There's a number of people that I know that I'd like to sleep with and either haven't gotten around to it yet or don't want to deal with the inevitable drama backlash.


----------



## Nekomata (May 26, 2012)

I haven't had a crush on anyone in a long time now, I don't think x__x and I'm not allowed one now anyway XD


----------



## Bast (Mar 23, 2011)

Yes. One has been going on for a very long time and one is new, but both are pretty impossible situations. I feel despondent.


----------



## DB Cooper (Jun 16, 2012)

I have a VERY serious crush on my SO.


----------



## Mr Canis (Mar 3, 2012)

I have had crushes along the way. Sometimes they have developed into good things, sometimes not. Looking back, I think I have more regrets over NOT acting on some of them then I have over the ones I did act upon.


----------



## Penguin (Sep 25, 2012)

have a crush on a girl ive known my whole life, next time I see her im telling her.


----------



## pageofadiary (Jan 3, 2011)

After a first date yesterday I can now say I have a crush. I'm going to play it cool. :kitteh:


----------



## RetroVortex (Aug 14, 2012)

I develop crushes all the time. 

I get too afraid to tell them though, so it never goes any further. 

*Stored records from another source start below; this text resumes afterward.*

PR #2098, opened 2026-07-21
fix(sound): source volume changes applied to sink

### LINKED ISSUE #2097: [Bug] Changing Input Volume in Sound Settings Also Changes Output Volume
**Issue/Description**
Changing the **Input** slider in the **Sound** page of COSMIC Settings also changes the **Output** slider to the same value.

Additionally, there is an inconsistency between COSMIC Settings and the Sound applet:

* Adjusting the Input slider from the Sound applet correctly updates the corresponding slider in Settings.
* However, adjusting the Input slider from Settings doesn't affect the Sound Applet: Input slider, instead it changes the Output slider in instead, indicating that the settings page is not correctly updating the input volume.

**Version**
```
Fedora 44 COSMIC: 1.3.0^git20260714.99cf076
```

**Steps to Reproduce**
1. Open Settings.
2. Navigate to Sound.
3. Adjust the Input slider.
4. Observe the Output slider.
5. Compare the behavior with adjusting the Input from the Sound applet.

**Expected Behavior**
* Changing the Input Volume slider in Settings should only affect the input volume.
* The Input should remain synchronized between the Sound applet and Settings app, regardless of which interface is used to make the change.
* Adjusting the input volume should never modify the output volume.

**Other Notes:**

https://github.com/user-attachments/assets/c604015d-bf35-43ce-81ff-6e2ba19093ae

mmstick:
Closes #2097 

---

### DIFF
--- a/cosmic-settings/src/pages/sound/mod.rs
+++ b/cosmic-settings/src/pages/sound/mod.rs
@@ -265,7 +265,7 @@ impl Page {
                         tokio::time::sleep(Duration::from_millis(128)).await;
                         _ = client
                             .conn
-                            .set_sink_volume(volume.load(atomic::Ordering::Relaxed))
+                            .set_source_volume(volume.load(atomic::Ordering::Relaxed))
                             .await;
                         Message::ReattachClient(Arc::new(client)).into()
                     });


wash2 (approved):

jacobgkau (approved):
Looks like this was caused by https://github.com/pop-os/cosmic-settings/pull/2063. Not sure what testing was performed on the sound page for that PR since the notes don't specify any.

The fix works. No other pages are being modified, so the full checklist for the rest of the pages isn't needed.

PR #2100, opened 2026-07-21
feat: add option to toggle shake cursor to find it

hojjatabdollahi:
Depends on:
- [x] https://github.com/pop-os/cosmic-comp/pull/2610

The string for the toggle is from KDE.
It's on by default.

image

____

### DIFF
--- a/Cargo.lock
+++ b/Cargo.lock
@@ -1373,7 +1373,6 @@ dependencies = [
 [[package]]
 name = "cosmic-comp-config"
 version = "1.0.0"
-source = "git+https://github.com/pop-os/cosmic-comp#7ee78d9c1369033aa4f963e22d2864bbcda1fbff"
 dependencies = [
  "cosmic-config",
  "input",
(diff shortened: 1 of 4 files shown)


maria-komarova:
I wonder if "Shake mouse pointer to make it bigger" might be a more descriptive copy.

KodeBarista:
In mac it's called "Shake mouse pointer to locate"

image

hojjatabdollahi:
@maria-komarova How about adding a caption for it?

KDE has it as "shake cursor to find it" and MacOS has it has "shake cursor to locate it" so that precendent makes it more recongnizable by the users. But I also understand that your suggestion is more accurate. If you don't like to add the caption (since it's the only option with the caption) I can change the text to what you suggested.


image

leviport (dismissed):
The new option appears and is working as expected. Since this only touches the accessibility page, I only did regression testing there, where I found no issues.

hojjatabdollahi:
@leviport 
I still need to wait for the cosmic-comp part to merge first to update the cosmic-comp-config in cargo.toml. So, after force pushing that we need another review.

But if you can double check with @maria-komarova and make sure the final wording is OK, that would be great.

mmstick (approved):

leviport (approved):
Still looking good after a quick re-test.

PR #2154, opened 2026-08-19
Add back navigation for multiple Bluetooth adapters

### LINKED ISSUE #3931: Bluethooth Settings with  several BLE recivers no backbutton
Hi,

I wanted to let you know that a back button is missing when you have two or more Bluetooth receivers. If you click on one, there is no direct way to go back—you have to click on the Bluetooth menu icon again.

I have attached screenshots below for reference.

Image

Image

Thanks for the great work. 

Tim

alvinwin:
## Summary

- add the standard COSMIC sub-page back control after selecting one of multiple Bluetooth adapters
- return directly to the adapter chooser by clearing the selected adapter
- recompute the Bluetooth status heading when entering or leaving an adapter
- add regression coverage for chooser, selected-adapter, and return states

## Root cause

The multi-adapter chooser stores the selected adapter as in-page state. Bluetooth is registered as a top-level settings page, so it did not receive the automatic back header used by separately registered sub-pages even though `SelectAdapter(None)` already provided the correct state transition.

Fixes pop-os/pop#3931.

## Validation

- `cargo fmt --all --check`
- `cargo clippy --all-features`
- `cargo test --all-features` (42 passed)
- manually launched `cosmic-settings bluetooth` with two adapters, selected an adapter, and used the new back control to return to the chooser

### Manual result

Bluetooth adapter detail with the new back control

The existing mouse-button-4 behavior is outside this patch; this change addresses the missing visible navigation control reported in the issue.

### DIFF
--- a/cosmic-settings/src/pages/bluetooth/mod.rs
+++ b/cosmic-settings/src/pages/bluetooth/mod.rs
@@ -12,13 +12,15 @@ use futures::channel::oneshot;
 use futures::{SinkExt, StreamExt};
 use slotmap::SlotMap;
 use std::collections::{HashMap, HashSet};
-use std::sync::Arc;
+use std::sync::{Arc, LazyLock};
 use std::time::Duration;
 use zbus::zvariant::OwnedObjectPath;
 
 #[cfg(test)]
 use crate::service_manager::MockServiceManager;
 use crate::service_manager::ServiceManagerHandle;
+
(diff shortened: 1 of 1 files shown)


mmstick (approved):

jklgrasso (approved):
Since the Bluetooth page was the only change, I didn't do the full checklist.

#### Bluetooth

- [x] Bluetooth device connects.
- [x] Paired device can be disconnected & reconnected.
- [x] Paired device can be forgotten & connecting again works.

This change works as expected :)

PR #2191, opened 2026-09-08
Add toggle for keyboard layout change OSD

### LINKED ISSUE #3853: Add an option to disable the keyboard layout change OSD
Since the recent update, COSMIC displays an OSD notification every time the keyboard layout is changed, for example "English (US)".

I switch between two keyboard layouts very frequently while typing. Because of this, the notification appears constantly and is very distracting. It can also cover the text or UI elements I am currently working with.

I don't want to disable the entire OSD, because I still want volume and brightness notifications.

Could you please add a setting to disable only the keyboard layout change OSD?

For example:

☐ Show keyboard layout change OSD

This should be an optional setting rather than a mandatory notification.

System:

Pop!_OS 24.04 LTS
COSMIC Desktop
Wayland
cosmic-osd: 0.1.0~1787855233~24.04~aee6ee9

The behavior was introduced by commit:
aee6ee9 — "Add OSD for layboard layout change"

Screenshot attached.

Image

6insanes:
Closes pop-os/cosmic-epoch#3853.

Companion to pop-os/cosmic-osd#226, which adds a
`com.system76.CosmicOsd` / `show_keyboard_layout_osd` cosmic-config
key (default `true`) that `cosmic-osd` now checks before showing its
keyboard-layout-change indicator.

This adds a toggler for that key in the Keyboard settings page, in
the Input Sources section next to the layout list. Reads/writes the
config directly with the same inline `Config::new`/`get`/`set`
pattern already used for `amplification_sink`/`amplification_source`
in the Sound page (no shared struct with `cosmic-osd`, just the same
string key name, so there's no cross-crate dependency between the two
PRs). English localization only; other languages come through
Weblate.

This change was implemented by Claude Code (Anthropic), directed,
reviewed, and tested by the author (isolated KMS test session running
both patched binaries together, plus manual confirmation in the
author's real session).

- [x] I have read the Developer Certificate of Origin and certify my contribution under its conditions.


mmstick:
Requires approval from UX. We have to decide if the feature is necessary.

justF0T0N:
Would realy like to have option to disable that popup

PR #2193, opened 2026-09-09
Add libpop-support-panel to dependencies

thomas-zimmerman:
Support would really, really like to have `pop-support` installed by default. `libpop-support-panel` is where `pop-support` is packaged.


debian/control
```diff
@@ -31,6 +31,7 @@ Depends:
     cosmic-settings-daemon,
     gettext,
     iso-codes,
+    libpop-support-panel,
```
mmstick, line 34: I think `pop-support` would be better since it doesn't have that library anymore.

leviport:
Do we want this installed on non-System76 hardware?

debian/control
thomas-zimmerman: I just added the package that has the `pop-support` command: 
```
dpkg -S /usr/bin/pop-support
libpop-support-panel: /usr/bin/pop-support
```
Is the packaging going to change for 26.04?

mmstick: It's an alias that I might remove

thomas-zimmerman:
I don't think we did in 22.04 and having the logs even on non-sys76 hardware makes sense for community support too.

mmstick:
We may add support/repair functions to the utility that our apps can integrate with. Currently thinking about migrating the repair functions from pop-upgrade to this if we integrate it better.

PR #2198, opened 2026-09-12
show display identifiers

FreddyFunk:
The display identifiers OSDs where originally added in https://github.com/pop-os/cosmic-osd/pull/151 and as part of implementing https://github.com/pop-os/cosmic-settings/issues/885 . Unfortunately the related previous implementation in cosmic-settings https://github.com/pop-os/cosmic-settings/pull/1554 caused regressions and was reverted in https://github.com/pop-os/cosmic-settings/pull/1605 .

This new implementation instead passes cosmic-settings existing display ordering directly to cosmic-osd, avoiding the output-management feedback loop.

depends on https://github.com/pop-os/cosmic-osd/pull/229

### DIFF
--- a/cosmic-settings/src/app.rs
+++ b/cosmic-settings/src/app.rs
@@ -274,6 +274,12 @@ impl cosmic::Application for SettingsApp {
     }
 
     fn on_app_exit(&mut self) -> Option<Self::Message> {
+        #[cfg(feature = "page-display")]
+        if self.pages.page_id::<display::Page>() == Some(self.active_page)
+            && let Some(display) = self.pages.page_mut::<display::Page>()
+        {
+            _ = display.deactivate_display_identifiers();
+        }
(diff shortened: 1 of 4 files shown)


cosmic-settings/src/app.rs
```diff
@@ -274,6 +274,12 @@ impl cosmic::Application for SettingsApp {
     }
 
     fn on_app_exit(&mut self) -> Option<Self::Message> {
+        #[cfg(feature = "page-display")]
+        if self.pages.page_id::<display::Page>() == Some(self.active_page)
+            && let Some(display) = self.pages.page_mut::<display::Page>()
+        {
+            _ = display.deactivate_display_identifiers();
```
mmstick, line 281: Perhaps this should be applied in a drop impl so that an application panic could still call this.

PR #1292, opened 2017-06-16
fix(UIPointerEvents_ListenerExample): Ensure pointers not toggled if active

ciwolsey:
Calling VRTK_Pointer.Toggle(true) when the pointer is already active seems to cause it to toggle false, then true under some situations causing the pointer to flicker on and off rapidly.


GitCop:

 * Commit: 7b403625ae7db101b23335e3c2fe953d7a2077a6

---

thestonefox:
Should we not fix this within the actual Pointer code? So if you call `Toggle(true)` but it's already on then the `Toggle` method should just exit early?

thestonefox:
This is my PR to solve it in the UIPointer

https://github.com/thestonefox/VRTK/pull/1294

What do you think?

ciwolsey:
Should be good, I can test this when I wake if you like.

PR #1293, opened 2017-06-16
fix(SDK): SteamVR defines

MayBeTall:
Type.GetType requires the use of an assembly name. This fix adds an improved version.

### DIFF
--- a/Assets/VRTK/Scripts/Utilities/VRTK_SharedMethods.cs
+++ b/Assets/VRTK/Scripts/Utilities/VRTK_SharedMethods.cs
@@ -180,6 +180,24 @@ namespace VRTK
         }
 
         /// <summary>
+        /// The GetTypeUnknownAssembly method is used to find a Type without knowing the exact assembly it is in.
+        /// </summary>
+        /// <param name="typeName">The name of the type to get.</param>
+        /// <returns>The Type, or null if none is found.</returns>
+        public static Type GetTypeUnknownAssembly(string typeName)
+        {
+            var type = Type.GetType(typeName);
+            if (type != null) return type;
+            foreach (var a in AppDomain.CurrentDomain.GetAssemblies())
+            {
+                type = a.GetType(typeName);
+                if (type != null)
+                    return type;
+            }
+            return null;
+        }
+
+        /// <summary>
         /// The IsEditTime method determines if the state of Unity is in the Unity Editor and the scene is not in play mode.
         /// </summary>
         /// <returns>Returns true if Unity is in the Unity Editor and not in play mode.</returns>
--- a/Assets/VRTK/SDK/SteamVR/SDK_SteamVRDefines.cs
+++ b/Assets/VRTK/SDK/SteamVR/SDK_SteamVRDefines.cs
@@ -38,7 +38,7 @@ namespace VRTK
                 return false;
             }
 
-            return systemMethodParameters[0].ParameterType == Type.GetType("Valve.VR.EVREventType");
+            return systemMethodParameters[0].ParameterType == VRTK_SharedMethods.GetTypeUnknownAssembly("Valve.VR.EVREventType");
         }
 
         [SDK_ScriptingDefineSymbolPredicate(ScriptingDefineSymbol, BuildTargetGroupName)]


GitCop:

 * Commit: fca21618a4e3400aa4e5d605c106336d577eb6a6

---

bddckr:
Interesting. So you compile the SteamVR plugin into its own .dll?

Assets/VRTK/Scripts/Utilities/VRTK_SharedMethods.cs
```diff
@@ -180,6 +180,24 @@ public static float RoundFloat(float givenFloat, int decimalPlaces, bool rawFide
...
 
         /// <summary>
+        /// The GetTypeUnknownAssembly method is used to find a Type without knowing the exact assembly it is in.
+        /// </summary>
+        /// <param name="typeName">The name of the type to get.</param>
+        /// <returns>The Type, or null if none is found.</returns>
+        public static Type GetTypeUnknownAssembly(string typeName)
+        {
+            var type = Type.GetType(typeName);
+            if (type != null) return type;
```
bddckr: Must use braces, see [here](https://github.com/thestonefox/VRTK/blob/master/CONTRIBUTING.md#coding-conventions).

Assets/VRTK/Scripts/Utilities/VRTK_SharedMethods.cs
```diff
@@ -180,6 +180,24 @@ public static float RoundFloat(float givenFloat, int decimalPlaces, bool rawFide
...
+            foreach (var a in AppDomain.CurrentDomain.GetAssemblies())
+            {
+                type = a.GetType(typeName);
+                if (type != null)
```
bddckr: Must use braces, see [here](https://github.com/thestonefox/VRTK/blob/master/CONTRIBUTING.md#coding-conventions).

bddckr:
Ah I see. You're putting the SteamVR plugin into the `Plugins` folder probably. Note that you shouldn't do this, as it's a special folder.

Assembly-CSharp-firstpass is `Phase 1` [here](https://docs.unity3d.com/Manual/ScriptCompileOrderFolders.html).

MayBeTall:
Ah, SteamVR used to put openvr_api.cs into the Plugins folder. When upgrading that file needs to be deleted or it will do this.

bddckr:
That doesn't matter, as that file is just the OpenVR API. SteamVR is never put into the Plugins folder by default. You can see that it's put into the Assets/SteamVR folder [here](https://github.com/ValveSoftware/steamvr_unity_plugin/blob/59cdcce1e69e17946168f1c11b56258225958315/Assets/SteamVR/Editor/SteamVR_Editor.cs#L112-L123), which means you as user probably moved it into Plugins later instead.

Assets/VRTK/Scripts/Utilities/VRTK_SharedMethods.cs
```diff
@@ -180,6 +180,24 @@ public static float RoundFloat(float givenFloat, int decimalPlaces, bool rawFide
         }
 
         /// <summary>
+        /// The GetTypeUnknownAssembly method is used to find a Type without knowing the exact assembly it is in.
+        /// </summary>
+        /// <param name="typeName">The name of the type to get.</param>
+        /// <returns>The Type, or null if none is found.</returns>
+        public static Type GetTypeUnknownAssembly(string typeName)
+        {
+            var type = Type.GetType(typeName);
```
thestonefox: Don't use `var` as you can't determine the variable type from the right of the equals

Assets/VRTK/Scripts/Utilities/VRTK_SharedMethods.cs
thestonefox:
```
if (type != null)
{
  return type;
}
```

Assets/VRTK/Scripts/Utilities/VRTK_SharedMethods.cs
```diff
@@ -180,6 +180,24 @@ public static float RoundFloat(float givenFloat, int decimalPlaces, bool rawFide
...
+            if (type != null) return type;
+            foreach (var a in AppDomain.CurrentDomain.GetAssemblies())
```
thestonefox: Should we try and stick to `for` rather than `foreach` for those poor folks using unity 5.5?

bddckr: This is only run once.

thestonefox: I guess if it's just once then the `foreach` isn't a big deal :)

thestonefox:
@bddckr just to confirm, is this PR a valid fix?

bddckr:
@thestonefox It is! But we probably should update all the other `SDK_*Defines` classes, too.

thestonefox:
@bddckr I'm going to look at doing a PR today re-implementing this work but for the other define classes too (as you suggested). Otherwise we may not get this ready in time for 3.2.0 as it's been 4 days since original commit and no sign from the author :(

thestonefox:
@bddckr only SteamVRDefines uses `Type.GetType`

The other defines all seem to use `Assembly.GetType`

thestonefox:
So does that mean for instance instead of doing

`Type eventClass = typeof(SDK_SteamVRDefines).Assembly.GetType("SteamVR_Events");`

we should do

`Type eventClass = VRTK_SharedMethods.GetTypeUnknownAssembly("SteamVR_Events");`

thestonefox:
PR to supersede this PR https://github.com/thestonefox/VRTK/pull/1309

Not too bad though. Most crushes pass after about a month. (Though some last alot longer... (One girl in particular resparks my crush on her everytime I see her. I really don't want to put her on a pedestal, but I feel like there could be something very special about her... <3))

(For now I'll refer to her as Sony Girl. Because that's how she described herself as a gamer when we first had a conversation. (Though she has played more games than just Sony ones.))


----------



## PlusX (Oct 24, 2012)

I very rarely get crushes. But when I do they're pretty serious, and I almost always tell the person about my crush on them. I'm pretty expressive, so I have a hard time not telling other people how I feel about them, haha.


----------



## DeductiveReasoner (Feb 25, 2011)

I have a HUUUUGE crush on my INTP boyfriend :kitteh:


And a little one on this ESTJ in one of my classes. Mostly because he's cute, and I know things would never work out with him. I have no intention of acting upon it. It's one of those "just for fun" crushes. I think I'd get bored of him if i did. So I'll just stick with my INTP.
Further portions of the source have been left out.